Comment Blanc peut-il s'inspirer de Simeone ?

Ce soir à Londres, dans l'atmosphère si particulière des soirées européennes de Stamford Bridge, face au savoir-faire inestimable des John Terry et Branislav Ivanovi?, noyé devant l'expertise mystique de José Mourinho, le Paris Saint-Germain n'aura pas seulement besoin d'un entraîneur. Il faudra un peu plus. Il faudra que Laurent Blanc s'inspire de ce que Diego Simeone a réalisé la saison dernière. Il faudra que le PSG abandonne l'idée de "bien défendre" pour attaquer le Bridge comme des pirates.

Nous sommes le 30 avril 2014, et l'Atlético Madrid de Diego Simeone rend visite au Chelsea de José Mourinho pour la seconde manche d'une demi-finale de Ligue des champions inattendue. Les Blues devaient vivre une saison de transition, mais auront tout de même tracé leur chemin à travers Galatasaray et le PSG. L'Atlético ne devait pas se mêler au gratin européen, mais aura réussi à sortir le Milan et le Barça. À l'aller, les deux formations se sont neutralisées autour d'un score nul et vierge, qui a vu les 50 000 supporters de l'Atlético chercher désespérément la clé du cadenas que José Mourinho avait jetée dans les eaux du Manzanares. Peine perdue face à une formation londonienne qui sait parfaitement défendre son gardien, même sans Terry ni Ivanovi?, et même lorsque ce gardien n'est plus Petr ?ech.

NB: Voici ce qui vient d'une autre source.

Issue #987, opened 2016-08-04
The Snabb side of a NETCONF-managed system


wingo:
Greetings, Snabbfolk.  As you know we don't really have a story yet for NETCONF, something that a lot of operators would like.  We discussed this back in January on #696, but since then there have been a few developments on all sides.  Below is what we in Igalia see as a good way forward; it's the result of talking with operators and NETCONF experts, seeing how we can provide what they need while also remaining responsible for data plane performance. 

# YANG data modelling for Snabb

## Big picture

```
                                +--------------------+
                                | on-disk persistent |
                                | configuration      |
                                +--------------------+
                                          /\
       +---------------+ counters +-------\/------+          +---------------+
       | dataplane     | shm tree | snabb config  |          | sysrepod      |
       |               |~~~~~~~~~~>               |   get    +----------+    |
       |               |          |               |   set    | snabb    |    |
       |          ring | commands |               <--listen--> config   |    |
IPv4<->= NIC0   buffer O<----------               |  delete  | endpoint |    |
       |               |          |               |   add    +----------+    |
IPv6<->= NIC1          ---------->O               |          |               |
       +---------------+   ack    +---------------+          +---------------+
```

The different boxes here represent processes.

The NETCONF agent, `sysrepod` in this case, communicates with the Snabb data plane by running the `snabb config` program.  `snabb config` can read "state data" from the data plane via SHM counters, just as now.  Configuration queries are served by reading the state of the data plane from disk, without actually talking to the data plane.  The data plane doesn't touch disk of course.  `snabb config` can also send commands to the data plane to modify the data plane's configuration.  When the data plane ACKs the change, the `snabb config` program updates a persistent configuration store on disk so that the next `snabb config` invocation can know the state of the data plane without asking.  Access to `snabb config` is serialized, so that the disk state is in sync with the in-memory state of the data plane.  The protocol between `snabb config` and the data plane is private to the particular network function in question.

`snabb config` will speak a data model that is based on YANG, for minimum impedance mismatch between NETCONF agents and Snabb applications.

Initially, and perhaps for an indefinite period of time, there will be ad-hoc implementation for each YANG model supported by `snabb config`.  In this design document we'll use the specific example of the lwAFTR, but I think these considerations apply to all Snabb network functions.

For the lwAFTR we plan to implement include support for the YANG module for lwAFTR systems in general and also support for a custom YANG module including all of the additional functionality of
[...]

PR #1021, opened 2016-09-19
Engine support for multiprocess orchestration

lukego:
This is a work-in-progress effort to support multiprocess app networks.

The basic idea:
- Add `engine.start()` to enable automatically running the current engine configuration in the background. (Like an asynchronous version of `engine.main()`).
- Extend `engine.configure()` to optionally take a table of configurations that will each execute with a dedicated process and CPU core. Example: `engine.configure({worker1 = conf1, worker2 = conf2, ...})`.
- Make sure `engine.configure()` delta-updates work across all processes. That is, the parent process will diff the configuration to start/stop worker processes as needed, and then each worker process will do a local diff to update its own app network (the same logic that already exists today).
- Implement a sharing and error handling policy. For example all DMA memory is globally available between workers and failure of any process terminates everything.

I would imagine this to be a new API alongside the synchronous/single-process `engine.main()`. Hopefully this would be suitable for all applications to use in the future. In the short term we may need to invent some new communication mechanisms (e.g. shm conventions) to support use cases where application code is inspecting the app network directly (won't be possible when the apps are running in a child process).

The immediate use case here is to update the NFV application to have a single 100G NIC shared between many worker processes that are each serving a distinct set of VMs. So the NFV application would take many port configuration files (one per process/core) but only one NIC PCI address.

Thoughts? cc @wingo @eugeneia @kbara @plajjan @alexandergall @dpino @petebristow and well everybody else too...


lukego:
Just thinking aloud...

Child processes will need an efficient way to check for an app network update and then a simple way to load it. The check could be done by polling a serial number in a shm object like `//config/serial` that the parent bumps after each call to `engine.configure()`. The configuration could be loaded by reading the overall configuration from a text file `//config/configuration.$serial` and picking the relevant bit.

This may involve (re)introducing some shm path syntax for accessing objects from the parent process. The children may also need to be able to access each others' DMA memory e.g. to make it easy for one app to allocate a DMA ring for a NIC and then another app to attach to the queue by using that memory.

kbara:
My first knee-jerk response is "I'll be glad to have a standardized sharing and error handling policy." :-)

eugeneia:
The configuration serial is already stored in [engine/configs](https://github.com/snabbco/snabb/blob/master/src/core/app.lua#L120). The parent PID could be stored in `parent-pid` so that the parent can be accessed using `/{parent-pid}/foo`.

lukego:
I have pushed the next step now: a `snabb worker ...` program.

This is intended as an internal interface that a parent Snabb process can use to spawn a child process that will simply execute an app network on a dedicated core & react to configuration updates. (On balance I think that fork() without exec() is too messy and risks inheriting a lot of state that we don't want the child processes to have.)

The processes cooperate using a shared shm folder called `group/`. This is created by the parent process and then aliased into each child process (as a symlink).

The shm objects that I anticipate having in the `group` folder are:

```
group/myworker/config.lua       # current configuration for myworker
group/myworker/configs.counter  # incremented by parent on new config
group/dma/7e42ca00              # DMA HugeTLBs shared by all processes
group/pci/01:00.0/...           # Objects made available by driver
```

Here is how this would work in NFV with 100G (ConnectX):

- Master process initializes the NIC, sets up switching, allocates all descriptor rings, polls counters (non-realtime activities).
- Worker processes are each run a separate app network (serving different VMs) provided by the master process (based on the configuration file).
- Worker process drivers attach to the NIC via descriptor rings (allocated in shared DMA memory & with addresses provided as shm objects).
- DMA memory would stay allocated until the whole process tree shuts down (cleaned up by the supervisor of the master process).
- Supervisor would also automatically disable PCIe bus mastering (DMA) for all PCI devices. This is a safeguard against the descriptor ring memory being reused while still referenced by a NIC.

Whaddayareckon?

Next steps...

- Add a SIGSEGV handler to automatically map DMA memory from other processes (have prototyped this before);
- Add the engine API for running multiple app networks in subprocesses.

lukego:
(Could be overkill to make the worker into `snabb worker` program. I'll try factoring it simply into a `core.worker` module.)

lukego:
I pushed a refactoring where a simple `core.worker` module implements both the parent process and the child process code. This is currently sketch quality (compiles but won't run). Currently creating the worker with `fork()` but will switch this to `fork()+exec()` with some simple entry point (maybe snsh).

I have a small obstacle to overcome and I'm curious for @eugeneia and @wingo point of view because this is a precursor of sorts to the YANG work in #987.

The problem is: How do I serialize a `config` object to pass it from the parent process to the child process?

Today we already have functions like `lib.store_conf()` and `lib.load_conf()` that can serialize Lua objects to text files (pretty-print them and then parse them). The catch is that a `config` object includes Lua objects that cannot be directly serialized, particularly app classes which are typically tables of functions and closures.

So how should we serialize a `config` object? One idea would be to define a canonical string name for each app and then to use this to indirectly refer to the class object.

Could also be that there are related challenges e.g. places where we use app configuration tables that include non-serializable objects though I cannot immediately think of any.

Just now I have punted on the problem by calling non-existent `config.save()` and `config.load()` functions.

src/core/worker.lua
```diff
@@ -0,0 +1,110 @@
...
+local children = {}
+
+local function child (name)
+   return children[name] or error("no such child: " .. name)
+end
+
+-- Start a worker process with affinity to a specific CPU core.
+-- The child will execute an app network when provided with configure().
+function start (name, core)
+   local pid = S.fork()
```
eugeneia: Pedantic: should be  `assert(S.fork())`

eugeneia:
@lukego Hah, sorry for removing `alias` like a couple weeks ago. ;-)

I think the YANG effort will require a way to serialize configs as well, so it seems sensible to expect to have `config.save` and `config.load`.

I like the code in this PR very much! :+1:

lukego:
I have pushed some more code. The overall intention is for a group of Snabb processes (the main one + the workers) to be able to automatically share DMA memory between themselves, and to implement clean shutdown semantics where DMA is disabled for all PCI devices before any DMA memory is freed.

Here are the specific invariants that this code aims to create:

- Each HugeTLB allocated by a running group of Snabb processes is accessible to each process via the shm path `group/dma/xxx.dma`. (`xxx` is the physical address of the memory.)
- DMA memory is never freed while any PCI device has bus mastering (DMA) enabled by a process in the group.
- DMA memory is always freed during shutdown of a Snabb process group i.e. backing files on hugetlbfs do not outlive the processes.

The next step is to make DMA memory pointers globally valid for all Snabb processes in a group. This will be achieved with a SIGSEGV handler that detects access to unmapped DMA memory and automatically maps it in (if the address belongs to DMA memory allocated by a process in the group). I will use this immediately in the Mellanox driver so that the main process can create descriptor rings and then worker processes can easily access them.

lukego:
I pushed the SIGSEGV handler now. This adds another invariant:

- DMA memory allocated by any process is automatically usable by every other process in the same group.

This means that any address returned by `memory.dma_alloc()` can be shared between processes. You have to be a bit careful about this, e.g. if you pass a `packet` from one process to another then it may end up on the wrong freelist when you are done with it, and you would need to take care of this e.g. as in #601.

The immediate benefit is that the Mellanox driver will be able to allocate all of the descriptor rings in the parent process and then make the addresses available to worker processes via shm objects.

lukego:
Overall I feel like this branch represents a pretty reasonable approach to multiprocessing. The tricky bits we need to review are potential race conditions in the interactions between processes e.g. are configurations created atomically, are are notifications made after all data is available, are all combinations of signals and termination orders handled equivalently, etc.

I suppose we also need a clear description of this new "process group with workers" concept in the manual. This concept as evolved a little during implementation.

lukego:
I pushed an update so that the worker processes use `execve(2)` to create an entirely new process image. This way the worker processes are all normal Snabb instances that have been initialized from scratch. This is intended to avoid a whole class of errors from inheriting state with fork().

Added an initial selftest function too.

The main thing lacking now is a working way to serialize a configuration object so that the parent can actually provide configurations to the children.

Overall I feel like the design here is quite reasonable and the code is short, but the exact formulation has quite some rough edges. For example I have somewhat awkwardly broken the shm abstraction in order to operate directly on the underlying directories (e.g. to create symlinks to HugeTLB files that live in a directory that is not addressable by shm paths).

eugeneia:
So this is the simplest way I could think of to “serialize” app classes: https://github.com/lukego/snabb/compare/multiprocess-engine...eugeneia:multiprocess-engine

It extends `core.config` to accept app classes as string identifiers in the form `"<module>[/<var>]"` and updates `core.app` accordingly. The main caveat is that the programmer has to ensure he only uses string identifiers for classes when using `core.worker`. We could just stop supporting app classes passed as Lua objects, but that seems harsh.

Another issue is that this change conflicts with #1019, which uses `class.config` to reject invalid app arguments during `config.app`(!). I chose to parse app arguments in config because I felt it was a good idea to fail fast, but this could be done in `engine.configure` as well.

If I come up with something better I will let it be know. :-)

wingo:
Neat PR :)

Regarding configuration.  I think different network functions are going to have different needs.  In particular in the lwAFTR, I don't think a generic serialization facility is going to work for the sorts of configuration updates that we expect.  For the lwAFTR we need to compile the configuration to an efficient binary format that can be just slurped into memory at startup.  #987 is where we would like to go, I think.

I would like to see other Snabb programs migrate towards declarative YANG configurations.  In that way we have a model for what "configuration change" means that besides reloading an entire configuration also encompasses add/remove/set operations on container elements, we have a protocol for communicating changes between processes (#987) that won't cause the data plane to lose packets, and we can verify configurations both against a YANG schema and with program-specific checks.

I will be working on this full-time for the next few weeks fwiw.  I look forward to seeing what patterns end up working for you for the receive-side steering and virtual 100G cases you are looking at here.  I do want to push back a little though on any generic attempt to codify what configuration means in a Snabb context without considering the lwAFTR's use cases.  Thanks :)

wingo:
What operational CPU/NUMA affinity concerns does a multi-process Snabb have?  My working idea is that only the data planes should be bound to the data-plane CPUs, and that the kernel should even be configured to have nohz on those cores.  Does that match your impression?

wingo:
I would imagine for a PCI device with affinity for NUMA node 1, that the first CPU on that node should handle any auxiliary processes, as that CPU is the one that will be handling interrupts for that socket.  So the process should have NUMA affinity but unspecified or specified-to-first-CPU-on-node CPU affinity.

lukego:
@wingo I would be happy to replace this with a YANG-oriented mechanism. Would you like to take the lead on the multiprocess support and just cherry-pick anything you want from this branch?

Here are the ideas on this branch that I think are significant:

1. The notion of a _group_ of related processes. This provides a scope for sharing certain resources e.g. PCI devices and DMA memory. Here it is simply implemented as a symlink between shm folders.
2. Orderly shutdown of the group. Here we have a shutdown step that disables DMA on all PCI devices before allowing any DMA memory to be freed to the kernel.
3. Having DMA memory mappings shared between all processes in the group (via the SIGSEGV handler.)

I do like the idea of having automatic assignment of suitable CPU cores and e.g. reserving the first core of each socket for the kernel. I would ideally prefer to know that worker processes always have affinity to one specific core rather than being exposed to kernel scheduling, but I don't have a scheme worked out for that and maybe it is not practical.

lukego:
(Oh you are talking about the CPU affinity of the management process. Yes, I agree it would be fine to let the kernel schedule that somewhere out-of-the-way, and as you say possibly worth explicitly setting affinity to a core that we are _not_ planning to use for worker processes.)

wingo:
I would be happy to take more responsibility around here though I worry that I might not fully page in your needs.  In fact, maybe the manager process can handle configuration-related concerns?  Probably best to do configuration in a sub-process for isolation reasons, but I don't know.

As far as the NFV (e.g.) and YANG go -- we have a branch in which we use YANG data models to configure the lwAFTR, I think the first step would be to get that into shape, publish, and see what you think.  It will take a week before we can start doing "snabb config"-like things I think.  I wil retake the configuration part of the conversation then.

lukego:
The process model here is:

- Manager process is a normal Snabb process, running the engine, but is understood to be reserved for non-realtime administrative tasks such as handling configuration updates.
- Worker process is also a normal Snabb process but has CPU affinity and will expect the manager process to take care of anything that would require an unacceptable interruption of traffic.
- Each Snabb process - manager and workers - is monitored by a tiny supervisor process that performs minimal cleanup actions on termination e.g. safely turning off DMA and cleaning up shm folders.

How does that match your model?

wingo:
Interesting, for some reason I thought the manager would also be the supervisor.  Cool.  In that case that works for me.  What is the mapping of the various processes to /run/snabb/PID ? Do they share one directory?  cc @xray7224

lukego:
The new constraint here is that for the Mellanox driver I would really like to be able to run the NIC initialization & update logic in the manager process. The Mellanox firmware interface is really designed around the expectation that a centralized stateful thing - traditionally the kernel - will be responsible for provisioning queues etc. I _could_ make this state available to all of the worker processes so that they can each perform provisioning actions, but at the moment this is not my preferred implementation strategy.

lukego:
@wingo The supervisor process is actually already introduced in #930 and I am pigging backing on that here. Originally the only thing that it did was to remove the shm directory on shutdown but I found it an appealing place to implement clean DMA shutdown semantics too.

Just now on this branch every process has its own `/var/run/snabb/$pid` folder like always, but underneath this we have a `group/` folder that is shared between all processes (in the workers it is a symlink to the manager.) So from the outside looking in `/var/run/snabb` we see a flat list of all Snabb processes on the machine but internally they can use `group/` to share objects with only their siblings.

eugeneia:
> Originally the only thing that it did was to remove the shm directory on shutdown but I found it an appealing place to implement clean DMA shutdown semantics too.

Can’t resist telling history: it was about DMA shutdown semantics (#509) 400 PRs earlier, for which I failed to find a solution back then. Then came #930 and now we are full-circle :+1:

eugeneia:
Wait, now who is the lead on this? @wingo? If so I will un-assign myself.

wingo:
As this is an RFC/WIP does it need to be assigned to anyone, @eugeneia ?  I didn't think of myslf as lead fwiw :)

lukego:
@wingo I would like to extend the NFV application to support multiprocess support (shared 100G NIC) in the short term (this month). Do you think it is better to base that on the multiprocess support on this branch (which we will then need to reconcile with the YANG extension) or would you like to supply an alternative (aligned with YANG from the beginning)?

wingo:
Good question... I am also on the hook for deliverables at the end of this month and so we will be racing together :)

I think the text approach you mention here will not work for the lwaftr, even in the case where you can't make an incremental update and instead you have to just reload the config -- it will be too slow.  For that reason we are compiling configurations to a binary format (Igalia#517) so that the data plane can load the configuration faster.  I hope to be done with that bit by tomorrow.

However although that configuration-compilation approach is generic and can work for any YANG model -- see design here: https://github.com/Igalia/snabb/blob/8c8dc727b0ded04be1899412c766bebd9530345d/src/lib/yang/README.md -- it does mean a different configuration syntax for your users and probably a different form of the configuration internally, relative to how any specific app (in your case the NFV but this also affects the lwaftr) is currently configured.

For that reason there's a bit of change cost and I think you are the right person to decide when/if you will be able to pay it.  Again, I expect to have this config facility shippable by the end of the week.  What does your timeline look like in that regard?

lukego:
@wingo This discussion is helpful. I think I see how to make this multiprocess branch simpler and more orthogonal to your YANG work. I reckon that we can avoid the conflict and both continue hacking on our merry ways and then sync up without a collision :).

The problem I see is this maldesigned API function:

```lua
-- Configure a worker process with a new app network.
worker.configure(workername, config)
```

I proposed that the parent process will pass app network configurations to the worker processes. This created an immediate problem: How do we transport the `config` object between processes when it has no serialized representation? Then it also creates the critical path dependency: Should we model the app network with YANG and make it serializable?

I think a simpler solution would be for the worker process API to be agnostic to configuration. You would instead start a worker process and provide it with a startup entry point (Lua code) that can do anything. The worker would then be responsible for obtaining its configuration in some program-specific way. For example on Snabb NFV each worker could independently parse the configuration file and cherry-pick the parts that are relevant (parent is responsible for starting children but then they configure themselves.) For lwAFTR the configuration could be provided via the high-performance "back-channel." Over time we will probably discover common requirements but we can factor that as library code.

So - thanks for the input. If that suits everybody else I will move forward with this branch for managing child processes without committing to any one parent-child configuration interface (and upstreaming via @eugeneia)?

wingo:
@lukego yes your analysis is exactly how I see it.  We are doing things that sound similar on the surface but that doesn't mean that they are actually similar in essence or that they should share implementation.  There could be points that we need to coordinate on but I don't think configuration right now is one of them; configuration-as-app-network-specification works for you right now and not for me and that's OK :)

eugeneia:
:+1: for the generalized solution!

@lukego I will happily be upstream.

lukego:
Groovalicious. I will hack in that direction & remove the RFC/WIP marker when ready.

lukego:
@eugeneia @wingo So! I would love to reach a good solution for how to specify which core a worker process should run on. (We should nail this down at least on the Lua worker API level even if different programs choose to use the API in different ways.)

Just now on this branch the API requires the parent process to nominate the exact core number for the worker when it starts:

```lua
-- Start a worker process with affinity to a specific CPU core.
-- The child will execute an app network when provided with configure().
function start (name, core)
```

The simplest way to incorporate this into the NFV application could be to specify which core each virtual port should be handled by. Example config file with added `core` parameter:

```lua
-- NFV ports configuration: two ports on core #1 and one port on core #2.
{ { id="vm1", mac="00:00:00:00:00:01", core=1 },
  { id="vm2", mac="00:00:00:00:00:02", core=1 },
  { id="vm3", mac="00:00:00:00:00:03", core=2 } }
```

This would seem to work okay but it is quite low-level. Is it worth inventing a new notation, e.g. to give cores symbolic names (`core="traffic0"`), to assign actual core numbers heuristically, and to allow the user to supply some optional hints/constraints on core selection (`cores = { traffic0 = "numa=0", traffic1 = "core=1-6", ... }`).

lukego:
I chatted with @wingo about core assignment on [Slack](http://snabb.slack.com/) and this is what sounded best at the moment:

- The user specifies exact core numbers (as in the example above.)
- Snabb assigns cores using `lib.numa()` (#1038) to make sure it is done right.

This is a simple and direct approach where the person creating the config file is responsible for deciding which exact cores to assign. The alternative would be to use a "do what I mean" heuristic to automatically select a core but this seems a bit error prone (might need to consider isolcpus, hyperthreads, other applications on the same machine, etc to avoid making mistakes.)

@eugeneia what do you reckon about  that scheme?

eugeneia:
I agree with the decision, its unrealistic to reliably tell how the host is configured, and what’s already running on it. AFAIK there is no way to tell if a core is free? Anyhow, this doesn’t shut any doors, we can add smart middle ware later on.

src/core/worker.lua
```diff
@@ -0,0 +1,145 @@
...
+   if pid == 0 then
+      -- Lock affinity for this child
+      S.sched_setaffinity(0, {core})
+      local env = { "SNABB_PROGRAM_LUACODE=require('core.worker').init()",
+                    "SNABB_WORKER_NAME="..name,
+                    "SNABB_WORKER_PARENT="..S.getppid() }
+      -- /proc/$$/exe is a link to the same Snabb executable that we are running
+      S.execve(("/proc/%d/exe"):format(S.getpid()), {}, env)
```
wingo: This gives me the shivers -- what if someone upgraded this snabb in place?  What if it was moved or made clean?  In any case we need an assert and anerror message so we don't fall off and keep running the parent.

wingo:
I like this code. In the short term I'd like to use this code, and I would like be able to run my own code to configure the app network in the worker (and the main process of course).  For now I only need a single worker.  What's your timeline here?  I'll use an app pair to communicate between the main process and the worker, so until it lands I can still make progress by running the manager-side app from an unrelated process.

Open question: does C-c on the manager reliably stop workers?  I don't see any call to stop() in your patch.

lukego:
@wingo I would quite like to land this code on your branch before next/master if that suits you. I like the idea of feature branches propagating quickly to users and the next/master branches acting as the "trailing edge" that aggregates everything in the background without time pressure. I realize that this is a bit complicated e.g. with the same branch potentially having multiple upstreams/PRs. Have to see how it works in practice.

So it sounds like what you need is:

1. Reliable mechanism for making sure that all processes run the same software.
2. More flexible entry-point to the worker process e.g. Lua expression instead of app network.
3. Well-defined process shutdown semantics w/ test.

Is that about right?

#### shutdown

Thinking about shutdown... I am a fan of the Erlang style where you make cleanup code as minimal as possible and also isolate it from the rest of the code. So I would like shutdown of the parent to reliably stop the children but I would prefer not to do this with explicit stop() calls in the parent because that could fail in scenarios to heap corruption, SIGKILL, OOM, etc. The [best mechanism](http://stackoverflow.com/questions/284325/how-to-make-child-process-die-after-parent-exits) that I see now would be for the child to run something like `prctl(PR_SET_DEATHSIG, SIGTERM)` to automatically receive a signal from the kernel when the parent terminates, and for this signal to be unhandled so that the kernel shuts down the worker automatically. what do you think?

#### in place updates

Thinking about making the process forking robust to in-place updates. The optimal would be if the kernel would provide a way to access the exact binary that a process is running (instead of a symlink). Is there a way? I haven't found one.

Failing that I have two backup ideas.

One would be that during startup we `fork()` a persistent "template" process that serves requests to fork new children with the same software. This way we preserve the executable in the running heap of that process.

Another variation would be for the main process to _copy_ the snabb binary that it starts from into the shm group folder `/var/run/snabb/$pid/group/snabb` where it is accessible to every process in the group.

These all sound messy. Great if there is a better solution? Should grep some codebases for execve() to see what other people are doing.

eugeneia:
> Thinking about shutdown... I am a fan of the Erlang style where you make cleanup code as minimal as possible and also isolate it from the rest of the code. So I would like shutdown of the parent to reliably stop the children but I would prefer not to do this with explicit stop() calls in the parent because that could fail in scenarios to heap corruption, SIGKILL, OOM, etc. The best mechanism that I see now would be for the child to run something like prctl(PR_SET_DEATHSIG, SIGTERM) to automatically receive a signal from the kernel when the parent terminates, and for this signal to be unhandled so that the kernel shuts down the worker automatically. what do you think?

The worker already does this in the relation to the supervisor:
https://github.com/snabbco/snabb/blob/master/src/core/main.lua#L176

lukego:
@wingo This is potentially ready for you to use now.

Commit 1ce4ca8 introduces a simpler interface `worker.start(name, luacode)` where `luacode` is evaluated as a string and expected to take care of core affinity, configuration acquisition, etc.

Commit 5393afa makes the child processes terminate when the parent does.

Have to still formulate a nice solution for ensuring that every process runs the exact same software version. This will ideally also work for applications like `snabb config`, `snabb top`, etc, when they want to communicate with a process using its own native software version.

WDYT?

wingo:
Nice, thanks!  I think @kbara is looking into this in the short term; I will help if needed.  FYI also I now have the leader/follower thing implemented from #1069 and am just fixing a couple of lwaftr bugs.  Things are looking good!

lukego:
@kbara Could you please gist the output of this command?

```
sudo strace -f ./snabb snsh -t core.memory
```
 
Can you also confirm that other branches are working on your dev laptop? (My own Linux laptop lacks HugeTLB support and doesn't run Snabb.)

kbara:
I do most of my dev work for Snabb on this laptop, and I've confirmed that current upstream (snabbco) master's tests pass on it.

Gist: https://gist.github.com/kbara/eaa8da0f9113296185746866afdf4268

lukego:
Thanks for the info. Could you please gist the output of that command when running/failing on this branch? (The gist above seems to be from a successful from of a different branch.)

lukego:
(I have tried to reproduce this problem on a couple of lab servers but for me `make test` is running fine. I have also tried purging state like `/var/run/snabb`. I am hoping `strace` will provide a hint about what is different on your machine.)

kbara:
It seems to have gone away almost entirely. I can _sometimes_ reproduce the symptom in the unix socket test when merged onto the lwaftr branch, though. (It failed, then I ran it with strace and it succeeded, and now I'm struggling to get it to fail again.)

lukego:
@kbara The line failing above is [memory.lua:151](https://github.com/lukego/snabb/blob/514784ada3a8d1c485abc986053f893e44cfb57b/src/core/memory.lua#L151). So we have created a file on hugetlbfs, we have made it hugepage-sized, but the call to map it failed. alas, we do not have the error message.

Seems likely to be some obscure kernel-related issue. Could be an edge case e.g. how it behaves when it is unable to provision a hugetlb page? I will dig a little. Could be useful if you check `dmesg` for a relevant message. also, what kernel are you running?

kbara:
Nothing even slightly related in dmesg. I'm on 4.4.0-45-generic.

lukego:
I have reproduced it now. Fix + explanation coming.

kbara:
Several hundred test runs later, that's looking a lot like a fix, thank you. What's the basic idea behind retrying these allocations, by the way?

lukego:
Good question. This is a DWIM feature to make Snabb easier to get started with. (Could be that it should be disabled for programs that are more concerned about correctness than convenient in installation.)

Just now you can install and run Snabb on a new machine very easily:

```
git clone https://github.com/snabbco/snabb
make -C snabb
snabb/src/snabb packetblaster -S 60 01:00.0
```

and if your machine was not already perfectly prepared then you may see some messages like this:

```
[mounting /var/run/snabb/hugetlbfs]
[memory: Provisioned a huge page: sysctl vm.nr_hugepages 0 -> 1]
[memory: Provisioned a huge page: sysctl vm.nr_hugepages 1 -> 2]
[memory: Provisioned a huge page: sysctl vm.nr_hugepages 2 -> 3]
[memory: Provisioned a huge page: sysctl vm.nr_hugepages 3 -> 4]
[memory: Provisioned a huge page: sysctl vm.nr_hugepages 4 -> 5]
```

This is Snabb attempting to DWIM instead of exiting with error messages like:

```
Error: Failed to provision a huge page.

Please take the following actions:

1. Reserve huge pages in your grub.conf:
      hugepages=nnn
   (where nnn is the max number of pages you will need for Snabb.)
2. Create directory /mnt/hugetlbfs
3. Add this entry to /etc/fstab:
      hugetlbfs       /mnt/hugetlbfs  hugetlbfs       defaults        0 0
4. Reboot.
```

which feels like creating a lot of schlep work for the user.

(You could also say that it is a workaround for the Linux kernel lacking a suitable mechanism for dynamically allocating a hugetlb page, at least that I am aware of.)

lukego:
(Could add a `DWIM` configuration option to the engine to control this behavior. Once the YANG support lands perhaps we can model the engine config that way?)

lukego:
@kbara Please pull this branch again to get commit 7adc708 which fixes a file descriptor double-close bug in `memory.lua`. This can have unpredictable effects - was seen to asynchronously close vhost-user sockets in the NFV application. See also justincormack/ljsyscall#205.

lukego:
This branch depends on #1077. Please merge @kbara. I did not pull here because it is based on a different ancestor (newer version of master) and would make this PR much more noisy to pull that too.

lukego:
I pushed API documentation for the `core.worker` multiprocess API: https://github.com/snabbco/snabb/blob/82f335573a743fd608baa5ee966d3c5ef35183ab/src/README.md#multiprocess-operation-coreworker.

src/core/worker.lua
```diff
@@ -0,0 +1,132 @@
...
+   local name = assert(lib.getenv("SNABB_WORKER_NAME"))
+   local parent = assert(lib.getenv("SNABB_WORKER_PARENT"))
+   print(("Starting worker %s for parent %d"):format(name, parent))
+
+   -- Create "group" alias to the shared group folder in the parent process
+   shm.alias("group", "/"..parent.."/group")
+
+   -- Run the engine with continuous configuration updates
+   local current_config
+   local child_path = "group/config/..name"
```
wingo: @petebristow notes that this looks like the wrong thing (and if it isn't it needs a comment I think): https://github.com/snabbco/snabb/pull/1133#pullrequestreview-38643931

WDYT @lukego?

wingo:
You will need Igalia#809 at least if this is to work with intel_mp.  Do you want to make a separate merge branch that is based here, then merges in master, then pr's back to master?

wingo:
Probably you want the worker.lua part of 3e3281998c7c1f3636b1b379be890bc1d3aeb011 as well.

wingo:
You might also need 876addc17287ed7c8fc133e3e24452aa3373f429

src/core/worker.lua
lukego: ahem! That whole `init()` function is actually dead code. Removed in 876addc.

That's from an older version where `core.worker` imposed specific behavior on the worker process i.e. running an app network provided by the parent. These days the worker simply links itself into the process tree and runs the provided Lua code.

Au retour, sur les terres conquises par l'entraîneur portugais, Diego Simeone devait enfin succomber pour son manque d'expérience, disaient-ils. Son Atlético, fait de courage et de bravoure, allait finalement périr logiquement comme un petit au milieu de la cour des grands. C'est ce qui devait arriver, du moins. Au tour précédent, le Paris Saint-Germain l'avait emporté 3-1 à domicile, et avait tout de même fini par se faire éliminer. Laurent Blanc misant tout sur la tactique du "on défend et on contre", espérant qu'une défense Thiago Silva-Alex puisse ne pas encaisser deux buts sans qu'une attaque Cavani-Lavezzi-Lucas en mette un, le PSG avait sombré dans les dernières minutes : 2-0. Deux ans avant, c'était le Napoli de Mazzarri qui n'avait pas profité d'un score positif à domicile (3-1 à l'aller, défaite 4-1 au retour). Alors, en avril 2014, après avoir seulement obtenu un 0-0 à Madrid, l'Atlético devait forcément perdre. A priori. Enfin, c'est ce qui devait arriver, si l'Atlético était venu pour défendre à Stamford Bridge.
Le jour où Simeone a renversé Stamford Bridge
Et d'ailleurs, c'est ce qui est arrivé. Lors des 36 premières minutes du match, Diego Simeone met en place un plan de jeu conservateur, timide, défensif, qui fait curieusement penser à ceux de Mazzarri et Blanc. Les Colchoneros reculent, Godín et Miranda défendent dans leur surface, et les contres lancés vers Adrian et Diego Costa ne sont pas assez soutenus pour espérer autre chose qu'un peu de chance. En face, Mourinho n'a pas non plus lâché sa formation la plus offensive : le milieu...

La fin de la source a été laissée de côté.